Dirigés en grande partie par l’ influent leader musulman Mahmoud Dicko, des milliers de personnes descendent dans les rues de la capitale du Mali, Bamako, le 5 juin , condamnant ce qu’ils disent être la mauvaise gestion par le président de nombreuses crises qui sévissent dans le pays.
Le 11 juin , Keita renouvelle le mandat de Boubou Cissé au poste de Premier ministre et le charge de former le nouveau gouvernement.
Mais des milliers de manifestants se rassemblent pour manifester à nouveau le 19 juin , sous l’égide du Mouvement du 5 juin, réitérant leurs revendications pour le départ de Keita.
En début Juillet , Keita flotte des réformes politiques dans le but d’adversaires apaisent, mais ils sont tous rejetés. Les dirigeants du mouvement de protestation continuent d’appeler à la dissolution du parlement et à la désobéissance civile.
Le pire conflit politique depuis des années
Le 10 juillet, les manifestations de masse deviennent violentes.
Au moins 14 personnes sont tuées au cours de trois jours d’ affrontements entre les forces de sécurité et les manifestants, dans le pire conflit politique que le Mali ait connu depuis des années.
L’Alliance rejette le plan des médiateurs
Le 18 juillet, l’alliance de l’opposition rejette un plan proposé par les médiateurs internationaux pour désamorcer les tensions.
Après plusieurs réunions avec une délégation du bloc de 15 pays de la CEDEAO, dirigée par l’ancien président nigérian Goodluck Jonathan, le Mouvement du 5 juin affirme que le départ du président est une « ligne rouge » pour les médiateurs.
Le 27 juillet , la CEDEAO appelle à la création rapide d’un gouvernement d’unité au Mali, mettant en garde contre les sanctions contre ceux qui font obstacle.
L’opposition rejette le plan et insiste pour que le président se retire.
Keita détenu
Le 10 août , Keita a prêté serment à neuf nouveaux juges à la Cour constitutionnelle, dans le cadre d’une suggestion de la CEDEAO pour résoudre le différend.
Nicolas Haque, d’Al Jazeera, qui a fait de nombreux reportages sur le Mali, a noté que les nouveaux juges avaient été nommés par un allié de Keita.
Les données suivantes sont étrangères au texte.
PR #437, opened 2022-08-12
Handle field-level SAC validation errors

tadhg-ohiggins:
Validation rules
Are there for some good reasons
We should explain them.

-----

Add tests that enter data which should be rejected by our field-level validations rules for `SingleAuditChecklist`, and ensure that we reject them and provide explanatory errors.

Also add view logic to catch and handle those errors.

### DIFF
--- a/backend/api/test_views.py
+++ b/backend/api/test_views.py
@@ -554,6 +554,102 @@ class SingleAuditChecklistViewTests(TestCase):
 
         self.assertEqual(response.status_code, 404)
 
+    def test_put_bad_data(self):
+        """
+        If we have edit access and we're submitting to the allowed fields but
+        we're submitting bad data, we should get errors.
+        """
+
+        def check_response(bad_data, expected):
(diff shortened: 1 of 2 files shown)


backend/api/test_views.py
```diff
@@ -554,6 +554,102 @@ def test_put_bad_report_id(self):
...
+        for key in ternary_keys:
+            message = "“invalid_boolean” value must be either True, False, or None."
+            expected = {"errors": {key: [message]}}
+            with self.subTest():
+                check_response({key: "invalid_boolean"}, expected)
+
+        for key in length_100_keys:
+            one = "a value over one hundred characters long is annoying to enter "
+            two = "succinctly when your Python line length limit is eighty-eight"
+            value = f"{one}{two}"
```
geekygirlsarah, line 643: [NB] ha!

geekygirlsarah (approved):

Les nominations, a déclaré Haque, ont ajouté « du carburant au feu dans ce sentiment parmi les manifestants que Keita abuse du pouvoir en rapprochant des alliés de lui ».
Après une pause, les manifestations anti-gouvernementales reprennent le 11 août , les manifestants ignorant les appels des médiateurs régionaux pour éviter de descendre dans la rue.
Le lendemain, le 12 août , les forces de sécurité maliennes tirent des gaz lacrymogènes et utilisent un canon à eau pour disperser des centaines de manifestants qui campaient sur une place de la capitale.
L’opposition déclare le 17 août qu’elle organisera des manifestations quotidiennes aboutissant à un rassemblement de masse à Bamako en fin de semaine.
Le 18 août , Keita et Cissé sont détenus par des soldats qui, plus tôt dans la journée, ont organisé une mutinerie dans une base clé de Kati, une ville de garnison juste à l’extérieur de Bamako.
Les manifestants de l’opposition se rassemblent sur une place de Bamako pour manifester leur soutien aux soldats tandis que les puissances régionales et internationales exhortent les troupes à retourner à la caserne et les ambassades étrangères conseillent à leurs citoyens de rester à l’intérieur.
Après minuit le 19 août , Keita a annoncé sa démission en tant que président du pays.